Issue #14496, opened 2020-06-03
Uncaught ReferenceError: jQuery is not defined


willdurand:
### Describe the problem and steps to reproduce it:

1. Go to https://addons-dev.allizom.org/en-US/firefox/addon/some-addon/statistics/beta/usage/
2. Open the devtools > console

### What happened?

- The charts don't load on the page.
- JavaScript errors in the console

### What did you expect to happen?

The charts load.

### Anything else we should know?

```
Uncaught ReferenceError: jQuery is not defined
    <anonymous> https://addons-dev-cdn.allizom.org/static/js/impala-min.js?build=aad65070-5ed7e28e:1
impala-min.js:1:18938
    <anonymous> https://addons-dev-cdn.allizom.org/static/js/impala-min.js?build=aad65070-5ed7e28e:1
```

```
Uncaught TypeError: fe is not a function
    <anonymous> https://addons-dev-cdn.allizom.org/static/js/zamboni/stats-min.js?build=aad65070-5ed7e28e:1
    <anonymous> https://addons-dev-cdn.allizom.org/static/js/zamboni/stats-min.js?build=aad65070-5ed7e28e:1
stats-min.js:1:10460
```

willdurand:
@bobsilverberg I added the statistics label because that's where I found the error but it works in stage so it is something new-ish on `master`.

bobsilverberg:
I cannot reproduce this locally, although when I go to that page for an add-on it tells me there are no statistics, so I'm not sure if I need populated statistics to be able to reproduce this error. The page seems fine to me, the GA code is executing, and I don't see any errors in the console about `jQuery`. 

@eviljeff suggested it might be a problem with the pipeline not being able to handle the JS for the new analytics code, but I don't think I'm doing anything fancy in there. Is there somewhere that we might be able to see any build failures?

bobsilverberg:
I do see an error on the devhub landing page (on dev):

```
ReferenceError: $ is not defined js-min.js:1:1
    <anonymous> https://addons-dev-cdn.allizom.org/static/js/devhub/new-landing/js-min.js?build=aad65070-5ed7e28e:1
```

which sounds similar (`$` tends to be `jQuery`), so it's not limited to the stats pages.

bobsilverberg:
I think it's worth just putting the file I deleted back and see if that fixes it. I'll try that. I'm not sure it's testable without landing the change on dev though.

diox:
[...]

PR #14507, opened 2020-06-04
Do not use trailing comma in JS function calls

willdurand:
Fixes https://github.com/mozilla/addons-server/issues/14496


willdurand:
> trailing, not leading :)

ha yeah..

Issue #14493, opened 2020-06-03
Collect some statsd metrics for the new stats (BigQuery)


willdurand:
It would probably be useful to have some statsd metrics for BigQuery (like execution time) to see how BigQuery in production behaves. This will be useful to determine if we need to introduce caching or if we're good as is.

ioanarusiczki:
@willdurand Please add some STR for qa.

PR #14513, opened 2020-06-04
Add statsd timer for bigquery call

willdurand:
Fixes https://github.com/mozilla/addons-server/issues/14493

---

I can't think of anything else right now. @diox any ideas?


diox:
Maybe in the future we'll want to know which series are the slowest ? I'd imagine it would just tell us that the larger the date range, the slower it is...

willdurand:
> Maybe in the future we'll want to know which series are the slowest ? I'd imagine it would just tell us that the larger the date range, the slower it is...

Ha yeah, that's a good idea.

Issue #15030, opened 2020-07-22
Use BigQuery for download stats (behind a Flag)


willdurand:
Once we have a way to pull data, let's display it. We'll use a waffle flag to determine whether to show new data (from BigQuery) or legacy data (download count). This issue is about using BigQuery for the existing download stats only.

willdurand:
I think in -dev/-stage, we'd likely have no data when flag is disabled and some data from BQ when flag is active.

ioanarusiczki:
@willdurand On dev:
- the admin has access to data as before without being added as a user for `bigquery-download-stats`.
- I added then removed a regular user that has an uploaded [dictionary](https://addons-dev.allizom.org/en-US/developers/addon/release-dictionary-with-stats/edit) with BigQuery data but I don't see changes, the same data is available in both cases. 
Perhaps I'm doing something wrong but I think the waffle is enabled so I did not change anything else except for the user.
- a single user can be added or removed from `bigquery-download-stats`. Can't tell what's expected.

willdurand:
> a single user can be added or removed from `bigquery-download-stats`. Can't tell what's expected.

mm, no you can have more than one I think. I just added myself.


> the admin has access to data as before without being added as a user for `bigquery-download-stats`.

Yeah, the pages remain the same. Only the data is different and that's depending on the waffle flag.

Here is an add-on with download data: https://addons-dev.allizom.org/en-US/firefox/addon/facebook-container/statistics/downloads/?last=30. Last few days should be 0 because we didn't automate the import of new data in the BigQuery table.

> I added then removed a regular user that has an uploaded dictionary with BigQuery data but I don't see changes, the same data is available in both cases.

Really? Did you try to hard refresh?

ioanarusiczki:
@willdurand 
 Something is not working on my default profile but I tested on a new profile and I did not have problems, no need to hard refresh. 
No problems with adding more users either, for other admin models each user has a new field where it can be added but in this case multiple users can be added using the same field, separated by `,`  (so I got confused)

1. With flag disabled and an admin account - I see the data displayed for all the add-ons shown in the [search results](https://addons-dev.allizom.org/en-US/firefox/search/?platform=windows&sort=users). Indeed, the downloads are `0` since 21th of July. 
2. With flag enabled and the admin added into the `users` group the data from 1. + the new download categories from https://github.com/mozilla/addons-server/issues/15012 are displayed.
[...]

PR #15031, opened 2020-07-22
Use BigQuery for download stats (behind a Flag)

willdurand:
Fixes https://github.com/mozilla/addons-server/issues/15030

---

~~:warning: depends on https://github.com/mozilla/addons-server/pull/15029~~

### DIFF
--- a/src/olympia/stats/tests/test_views.py
+++ b/src/olympia/stats/tests/test_views.py
@@ -8,6 +8,7 @@ from unittest import mock
 from django.http import Http404
 from django.test.client import RequestFactory
 from django.utils.encoding import force_text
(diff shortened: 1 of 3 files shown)


src/olympia/stats/tests/test_views.py
```diff
@@ -279,36 +289,25 @@ def csv_eq(self, response, expected):
 
 
 class TestViews(ESStatsTestCase):
-    def _test_no_cache(self):
```
willdurand, line 282: I removed this test case. It wasn't running anyway and we have another test class for cache.

willdurand:
rebased!

Issue #15012, opened 2020-07-21
Add new "By" download stats pages 


willdurand:
According to the [PRD](https://docs.google.com/document/d/1TuMqhEWNlCNDQRgqFywpJvDHTTNjnAq7-3BAXtoFLQ4/edit#), we want the following pages for the new download stats:

- By Medium
- By Content
- By Campaign

We'll keep the "By Source" page.

ioanarusiczki:
@willdurand 

I tested with an admin and a regular account on dev - the waffle active. 

When the users mentioned above are added to `bigquery-download-stats` the [new](https://github.com/mozilla/addons-server/issues/15012#issue-663276455) classification is displayed, including `by Source` and the same data from the general "Downloads" is everywhere, with "unknown" on the right side of the detailed daily stats.

Issue #15013, opened 2020-07-21
Update the documentation in the “About tracking external sources” popup


willdurand:
According to the [PRD](https://docs.google.com/document/d/1TuMqhEWNlCNDQRgqFywpJvDHTTNjnAq7-3BAXtoFLQ4/edit#), the link should appear in all download stats pages.

willdurand:
We'll have this popup in all "By XYZ" download stats pages (see #15012). We would need a new copy for each page I suppose or have one copy that would work for each page (i.e. each tracking dimension).

willdurand:
> We'll have this popup in all "By XYZ" download stats pages (see #15012). We would need a new copy for each page I suppose or have one copy that would work for each page (i.e. each tracking dimension).

cc @jvillalobos

jvillalobos:
@caitmuenster What do you think? We could either have something in EW explaining how to use UTM params or link to a generic doc about it.

caitmuenster:
@jvillalobos I like the idea of having a page on EW explaining how to use the UTM params! 

Would we be getting rid of the popups on those pages and directly linking to the EW article?

jvillalobos:
> Would we be getting rid of the popups on those pages and directly linking to the EW article?

Yes, the link would open the EW page in a new tab.

caitmuenster:
Ok, cool. I'll get a draft of the page for your review soon.

willdurand:
> Ok, cool. I'll get a draft of the page for your review soon.

Awesome, thanks. Let me know when we have something to review/link to. Also, we might need to display a banner saying that we're not yet collecting the attribution data using UTM parameters. That's the plan but not something we are currently doing (and we'll likely enable the new download stats without a lot of attribution data at the very beginning).

AlexandraMoga:
All the Downloads by... options will include the "About tracking external sources" link which points to https://extensionworkshop-dev.allizom.org/documentation/manage/monitoring-extension-usage-statistics/

![2020-08-07_18-09-07](https://user-images.githubusercontent.com/31961530/89659986-58f25200-d8d9-11ea-9f7b-a569f354b66e.gif)

caitmuenster:
Not sure if this needs to be called out but `/documentation/manage/monitoring-extension-usage-statistics/` won't be live on EW prod until we release the new version, which will hopefully be this week. The prod URL will be `https://extensionworkshop.com/documentation/manage/monitoring-extension-usage-statistics/`.

PR #15042, opened 2020-07-23
Add new "By" download stats pages

willdurand:
Fixes https://github.com/mozilla/addons-server/issues/15012

~~:warning: depends on #15031~~

---

This patch adds new "By" pages behind the same flag introduced in #15031. The data for each new page still needs to be collected in Firefox, but BigQuery does return data for each anyway (all with an `unknown` key).

There is some more work to document how data is collected, see https://github.com/mozilla/addons-server/issues/15013

### DIFF
--- a/src/olympia/stats/templatetags/jinja_helpers.py
+++ b/src/olympia/stats/templatetags/jinja_helpers.py
@@ -1,11 +1,10 @@
 from django.template import loader
 
 import jinja2
+import waffle
 
 from django_jinja import library
 
-from olympia import amo
-from olympia.access import acl
 from olympia.addons.models import Addon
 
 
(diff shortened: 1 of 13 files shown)


src/olympia/stats/templatetags/jinja_helpers.py
```diff
@@ -14,15 +13,11 @@
...
-        has_privs = False
-        if request.user.is_authenticated and (
-            acl.action_allowed(request, amo.permissions.STATS_VIEW) or
-            obj.has_author(request.user)
-        ):
-            has_privs = True
         tpl = loader.get_template('stats/addon_report_menu.html')
         ctx = {
             'addon': obj,
-            'has_privs': has_privs,
```
bobsilverberg, line 26: We no longer need to check for privileges? Or has that logic been moved elsewhere?

src/olympia/stats/tests/test_views.py
```diff
@@ -918,6 +920,234 @@ def test_downloads_sources_csv(self):
             2009-06-01,1000,550,450""",
         )
 
+    def test_download_by_content_json(self):
+        self.get_download_series_mock.return_value = [
```
bobsilverberg, line 924: Most of this setup is repeated in each test. I.e., the `date`, `end` and `count` are identical in each test, with only the `data` changing. Do you see any value in creating a helper function that returns this, and thereby being able to remove a lot of code from each test. Or do you think it's better to have everything explicit in each test?

src/olympia/stats/templatetags/jinja_helpers.py
willdurand: This wasn't used anymore.

src/olympia/stats/tests/test_views.py
willdurand: I tried to refactor a bit but I could get a parametrized test working correctly. This is repetitive for sure but it is also very explicit.. Maybe some sort of helper would help (hehe) but I also like that we have everything in each test case.

PR #15043, opened 2020-07-23
drop Block.include_in_legacy and derive legacy state from legacy_id

### LINKED ISSUE #14262: refactor Block to derive `include_in_legacy` from `legacy_id`
follow-up from #14222 - really, we don't want to be holding `include_in_legacy` property on `Block`, when instead we could be inspecting `kinto_id`.  If it's set it means there's a matching record in the legacy blocklist so it's included (`include_in_legacy is True`); if it's not set there isn't a matching record in the legacy blocklist (`include_in_legacy is False`).

It's easy enough to drop the model field and replace it with a `@property`, but when the `blocklist_legacy_submit` waffle switch is enabled we also want to be able to change it.  This means the `BlocklistSubmission` object still needs to store the property value.  Added complication is we cheat with the change page for a `Block` and submit the form directly into `BlocklistSubmission.add_view`, which relies on the Block change form having the same fields.

eviljeff:
fixes #14262


src/olympia/blocklist/models.py
```diff
@@ -261,12 +264,18 @@ def __str__(self):
         trimmed = [rep if len(rep) < 40 else rep[0:37] + '...' for rep in repr]
         return f'{self.get_signoff_state_display()}: {"; ".join(trimmed)}'
 
+    @property
+    def in_legacy_blocklist(self):
+        # This is for consitency with Block.  Should be a boolean anyway.
```
willdurand, line 269: Why is there two spaces between the two sentences? Also, shouldn't this comment be added to the same method above (in the other class)?

src/olympia/blocklist/utils.py
```diff
@@ -104,52 +107,41 @@ def legacy_publish_blocks(blocks):
...
+            log.info(
+                f'Block [{block.guid}] was imported from a regex guid so '
+                'can\'t be safely updated.  Skipping.')
+            continue
+        data = {
+            'guid': block.guid,
+            'details': {
+                'bug': block.url,
+                'why': block.reason,
+                'name': str(block.reason).partition('.')[0],  # required
```
willdurand, line 122: Can `.partition()` return nothing (or empty tuple)?

src/olympia/blocklist/models.py
eviljeff: > Why is there two spaces between the two sentences? 

https://www.theatlantic.com/science/archive/2018/05/two-spaces-after-a-period/559304/ 😝 (In other words, I was taught to type in such a bygone era that consideration of typewriter mechanics was still a possible thing)

> Also, shouldn't this comment be added to the same method above (in the other class)?

It's not a boolean in `Block` so it's an actually useful function.  So I'd lean "no" ... but maybe?

src/olympia/blocklist/utils.py
eviljeff: `''.partition('.')` = `('', '', '')`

= = =

WHAT NEEDS TO BE DONE -
Tell how many lines above contain the word "popups". Give the number alone.

YOUR SOLUTION -
2